┌──

Issue #8870, opened 2024-11-06
Allow hiding "Missing version constraint" warning via configuration, or only warn for entire workspace


vvuk:
The configuration:
- virtual workspace with A & B
- package A that depends on "torch"
- package B that depends on "torch==2.5.1"

doing a `uv sync` gives a warning about a missing version constraint for torch, I assume while it's processing A's dependencies. I'd like to hide these warnings, since they're just noise for my developers. I also tried with `--all-packages` by turning my workspace root into a non-virtual workspace and adding a `torch>1` dependency into the workspace root; but I still got the warning, so this seems like it's a per-package warning, not an overall workspace warning.

Alternatively, this request could be to wait until the entire workspace constraints are collected and only then print the warnings.

(I've got a bunch of pre-pyproject external python projects in a monorepo; I'm creating the pyproject to mirror their requirements.txt files exactly, so I'd rather go in and fix the dependencies in their individual pyproject files)

Also -- thank you for `uv`! It's brought a lot of sanity to my developers :)
Also also -- I'm happy to make a PR for stuff like this; just let me know if it's a PR you'd be OK with accepting

charliermarsh:
Thanks for the kind words and the offer :)

I'm open to this but can I ask why you can't add a lower-bound on torch in package A? Is it inconvenient, or is it impossible?

konstin:
Another question for my understanding: Are the packages in the workspace intended to be published, or do the run without publishing (e.g. deploying in docker container)?

vvuk:
> I'm open to this but can I ask why you can't add a lower-bound on torch in package A? Is it inconvenient, or is it impossible?

It's not impossible, but very inconvenient -- since it's not just package A, it's package A...Z (currently around two dozen in our monorepo) :) Whenever we pull an update to one of those packages I've been just doing a `uv add -r requirements.txt` to pull in updated dependencies into our pyproject files (since those are not in the upstream packages).

Easiest thing would be to add a uv.tool config option for missing_version_constraint=ignore vs. warn; more complex would be to add the ability to warn only if the workspace is missing a constraint (which would be the most useful I think). I'd probably do the config first, and then extend it to missing_version_constraint=workspace or something to do the second.

ods:
Lower bounds may be useful for libraries, but they are entirely irrelevant for applications that always work with all packages pinned to exact versions in a lock file. In my typical application, I encounter around 50 warnings of this type, creating significant noise and increasing the likelihood of missing important warnings.

[...]

PR #11091, opened 2025-01-30
Don't warn for previously constraint dependencies

konstin:
Fixes the case reported at https://github.com/astral-sh/uv/issues/8870#issuecomment-2622783511

### DIFF
--- a/crates/uv-distribution/src/metadata/lowering.rs
+++ b/crates/uv-distribution/src/metadata/lowering.rs
@@ -1,4 +1,4 @@
-use std::collections::BTreeMap;
+use std::collections::{BTreeMap, HashSet};
 use std::io;
 use std::path::{Path, PathBuf};
 
@@ -46,6 +46,7 @@ impl LoweredRequirement {
         locations: &'data IndexLocations,
         workspace: &'data Workspace,
         lower_bound: LowerBound,
+        constrained_packages: &'data HashSet<PackageName>,
         git_member: Option<&'data GitWorkspaceMember<'data>>,
     ) -> impl Iterator<Item = Result<Self, LoweringError>> + 'data {
         // Identify the source from the `tool.uv.sources` table.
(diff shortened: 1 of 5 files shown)


charliermarsh (commented):
What if a dependency is listed twice in the same optional group, once with a lower bound and once without?

konstin:
You mean like this? They are already not emitting warnings. (Which looks like a false negative, they are not showing warnings even without the bounds.)

```
[project]
name = "foo"
version = "0.1.0"
requires-python = ">=3.10"
dependencies = []

case_a = [
  "anyio",
  "anyio>=4,<5",
]
case_b1 = [
  "numpy",
]
case_b2 = [
  "numpy>=2",
]
```

crates/uv-distribution/src/metadata/lowering.rs
```diff
@@ -46,6 +46,7 @@ impl LoweredRequirement {
         locations: &'data IndexLocations,
         workspace: &'data Workspace,
         lower_bound: LowerBound,
+        constrained_packages: &'data HashSet<PackageName>,
```
charliermarsh, line 49: We should be using `FxHashSet` by default.

charliermarsh (approved):

crates/uv-distribution/src/metadata/lowering.rs
```diff
@@ -140,6 +141,7 @@ impl LoweredRequirement {
             if matches!(lower_bound, LowerBound::Warn) {
                 // Support recursive editable inclusions.
                 if has_sources
+                    && !constrained_packages.contains(&requirement.name)
                     && requirement.version_or_url.is_none()
```
charliermarsh, line 145: So, should we remove this? I think it's redundant now? (Also, isn't this wrong? It seems to only look at `None`, and not the lower bound?)

charliermarsh:
Becoming slightly confused about the difference between how `constrained_packages` is populated and when we choose to show these warnings (i.e., checking `has_lower_bound` vs. checking if the specifiers are `None`).

PR #12847, opened 2025-04-11
Add `uv run --watch` for scripts

### LINKED ISSUE #9652: Add `uv run --watch script.py` command to rerun `uv run` on `.py` file changes

thejchap:
## Summary
(Closes #9652)

Adds watch mode for running scripts, enabled via a `--watch` flag

### Implementation
- Currently, on file change, `SIGTERM`, or `SIGINT`, the child interpreter process is always killed via [SIGKILL](https://docs.rs/tokio/latest/tokio/process/struct.Child.html#method.kill). Then, is restarted in the case of file change. The watcher process always exists with exit code 0.
  - This omits quite a bit of the complexity in [run_to_completion](https://github.com/thejchap/uv/blob/feature/run-watch/crates/uv/src/commands/run.rs#L10-L10) - it seems like there might be a larger refactor lurking there if we want to overload that function to support restarting the script after its killed
  - This also ignores any exit code that comes back from the command after it finishes executing - ie if you kill the watcher process while the command is running, its just going to pull the plug on the command and return "ok" rather than sending a signal to the command, then letting the command finish and propagating that exit code back up.
- Clearing the screen
  - Bun [does this by default](https://bun.sh/docs/runtime/hot) but also provides a flag to turn it off - should we do the same?

## Test Plan
TODO on real tests, MVP E2E here:

https://github.com/user-attachments/assets/d576f227-7461-4e4f-b3ed-f81957bc685e


alanmoyano:
It can handle re-running a script after crashing? A nice use case for my would be spawning back a flask server after fixing the bug that made it crash. In any case, looking great!

slhck:
This would be a great addition!

Note that `tsx`, for example, also has an option to disable clearing the screen, which is useful for capturing logs from older runs of the same script: https://tsx.is/watch-mode

BoynChan:
That's cool job, looking forward next move!

thejchap:
closing this - happy to resume work on it after some feedback

blakerutledge-g:
any update on this? would love to use this right now ha

PR #12850, opened 2025-04-12
Add missing git feature dep to preserve_executable_bit test

mgorny:
## Summary

Without the `git` feature, it fails with:

```
error: Failed to initialize Git repository at `/home/mgorny/.local/share/uv/tests/.tmp01wGGK/temp/preserve_executable_bit`
stdout:
stderr: error: `git` operations are not allowed — are you missing a cfg for the `git` feature?
```

## Test Plan
    cargo test --features python --profile=fast-build --no-default-features

### DIFF
--- a/crates/uv/tests/it/build_backend.rs
+++ b/crates/uv/tests/it/build_backend.rs
@@ -216,7 +216,7 @@ fn built_by_uv_editable() -> Result<()> {
     Ok(())
 }
 
-#[cfg(unix)]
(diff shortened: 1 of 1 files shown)


charliermarsh:
@konstin -- Do you know why this test uses Git? I think `uv init` is meant to be robust to a missing `git`.

konstin:
I tried to make this more resilient: #12895

PR #12879, opened 2025-04-14
fix cargo-dist config

Gankra:
This is a followup from #12865, which broke cargo dist plan.


Gankra:
I'm not sure if there's an Important reason why `pr-run-mode = skip` is set in our CI, but ideally we should re-enable it.

zanieb (approved):

PR #12884, opened 2025-04-14
Ensure virtual environment is compatible with interpreter on sync

### LINKED ISSUE #12461: `uv sync` with upgraded system Python version fails to update `activate_this.py`
### Summary

An uv virtual environment using the system Python version embeds a reference to the Python minor version number in `activate_this.py`.

```console
$ docker run --rm -it ubuntu:22.04
# apt update
# apt install -y curl python3 python3.11
# curl -LsSf https://astral.sh/uv/install.sh | sh
# source $HOME/.local/bin/env
# uv init --no-pin-python app
# cd app
# uv add numpy
# grep site-packages .venv/bin/activate_this.py 
for lib in "../lib/python3.10/site-packages".split(os.pathsep):
```

If we then upgrade the system’s Python version (simulated here by changing the `/usr/bin/python3` symlink, but an OS upgrade has the same effect), `uv sync` correctly installs wheels for the new Python version, but incorrectly leaves `activate_this.py` unchanged.

```console
# ln -nsf python3.11 /usr/bin/python3
# uv sync
# uv run python -c 'import numpy; print(numpy)'
<module 'numpy' from '/app/.venv/lib/python3.11/site-packages/numpy/__init__.py'>
# grep site-packages .venv/bin/activate_this.py
for lib in "../lib/python3.10/site-packages".split(os.pathsep):
```

There are ways to force it to fix `activate_this.py`, e.g. `uv sync -p python3.10; uv sync -p python3.11` (both commands are necessary). However, a simple `uv sync` ought to automatically update `activate_this.py` without further workarounds.

### Platform

Ubuntu 22.04 amd64

### Version

uv 0.6.9

### Python version

Python 3.10.12

jtfmumm:
It was possible that a virtual environment became out of sync with the interpreter it pointed to (for example, if a symlink was changed to an updated Python version). In such a case, `pyvenv.cfg` and `activate_this.py` would no longer be correct. This PR detects when the `version` (`venv` module) or `version_info` (uv and `virtualenv`) field in `pyvenv.cfg` is out of sync with the interpreter. In such a case, uv recreates the virtual environment.

Closes #12461

### DIFF
--- a/crates/uv-python/src/environment.rs
+++ b/crates/uv-python/src/environment.rs
@@ -355,4 +355,12 @@ impl PythonEnvironment {
                 .unwrap_or(false)
         }
     }
+
+    /// Returns true if the virtual environment has the same `pyvenv.cfg` version
+    /// as the interpreter Python version. Also returns true if there is no
+    /// `pyvenv.cfg` file.
+    pub fn matches_interpreter(&self, interpreter: &Interpreter) -> bool {
+        let Ok(cfg) = self.cfg() else { return true };
+        cfg.matches_interpreter(interpreter)
+    }
 }
--- a/crates/uv-python/src/environment.rs
+++ b/crates/uv-python/src/environment.rs
@@ -356,9 +356,9 @@ impl PythonEnvironment {
         }
     }
 
-    /// Returns true if the virtual environment has the same `pyvenv.cfg` version
-    /// as the interpreter Python version. Also returns true if there is no
-    /// `pyvenv.cfg` file.
+    /// Returns true if the virtual environment has the same `pyvenv.cfg`
+    /// version as the interpreter Python version. Also returns true if
+    /// there is no `pyvenv.cfg` file.
     pub fn matches_interpreter(&self, interpreter: &Interpreter) -> bool {
         let Ok(cfg) = self.cfg() else { return true };
         cfg.matches_interpreter(interpreter)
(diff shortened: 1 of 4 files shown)


crates/uv/src/commands/project/mod.rs
```diff
@@ -804,21 +803,23 @@ impl ProjectInterpreter {
...
-                        true
-                    } else {
-                        debug!(
-                            "The virtual environment's Python version does not satisfy `{}`",
-                            request.to_canonical_string()
-                        );
-                        false
-                    }
-                }) {
+                if venv.matches_interpreter(venv.interpreter())
```
konstin, line 806: Can we have a dedicated log message for venv-interpreter-version-mismatch?

konstin (approved):

crates/uv/src/commands/project/mod.rs
jtfmumm: Added

crates/uv-python/src/environment.rs
```diff
@@ -355,4 +355,12 @@ impl PythonEnvironment {
                 .unwrap_or(false)
         }
     }
+
+    /// Returns true if the virtual environment has the same `pyvenv.cfg`
+    /// version as the interpreter Python version. Also returns true if
+    /// there is no `pyvenv.cfg` file.
```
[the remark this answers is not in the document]
jtfmumm: I updated the comment to indicate that **if** this is a virtual environment, we compare the `pyvenv.cfg` version. Otherwise, we return `true`.

PR #12888, opened 2025-04-15
Bugfix relative path glob walking for cache-keys

stonier:
## Description

Being able to specify relative paths for `cache-keys` is useful, but it is currently broken. This PR fixes that.

### Use Case

Building a python project from maturin on a cargo workspace (i.e. it's not just the local package to trigger rebuilds from). e.g.

```
[tool.uv]
# Rebuild package when any rust files change
cache-keys = [
    { file = "pyproject.toml" },
    { file = "Cargo.toml" },
    { file = ".cargo/config.toml" },
    { file = "**/*.rs" },
    { file = "../sv2_behaviors/**/*.rs" },
    { file = "../sv2_collisions/**/*.rs" },
    ...
]
```

### Why it's broken

The previous tool, `globwalker`, cannot handle relative paths - it just silently passed over them. It's a long standing issue (5+ years) that's not likely to be fixed given that it's in maintenance mode.

* https://github.com/Gilnaa/globwalk/issues/28.

## Solution

Plain old `glob` can handle relative paths. It is obsessed with working from `cwd` though, so this PR provides some assistance to redirect the relative paths to that rather than the directory that the toml file is in though.

## Test Plan

I have a unit test in place to check for the relative path lookups.

----

First time contributing here, please do point out where and how I might better integrate this contribution.

### DIFF
--- a/Cargo.lock
+++ b/Cargo.lock
@@ -4818,7 +4818,8 @@ name = "uv-cache-info"
 version = "0.0.1"
 dependencies = [
  "fs-err 3.1.0",
- "globwalk",
+ "glob",
+ "pathdiff",
  "schemars",
  "serde",
  "thiserror 2.0.12",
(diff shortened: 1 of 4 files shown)


stonier:
Can confirm (tested with 0.11.9) that relative cache keys is now working so this can be closed.

Probably fixed in #18176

└──

* Task objective *
Above are the lines; repeat exactly the ones from the line containing "(Closes #9652)" down to the line containing "- Currently, on", both inclusive.

* Result of the exercise *
(Closes #9652)

Adds watch mode for running scripts, enabled via a `--watch` flag

### Implementation
- Currently, on file change, `SIGTERM`, or `SIGINT`, the child interpreter process is always killed via [SIGKILL](https://docs.rs/tokio/latest/tokio/process/struct.Child.html#method.kill). Then, is restarted in the case of file change. The watcher process always exists with exit code 0.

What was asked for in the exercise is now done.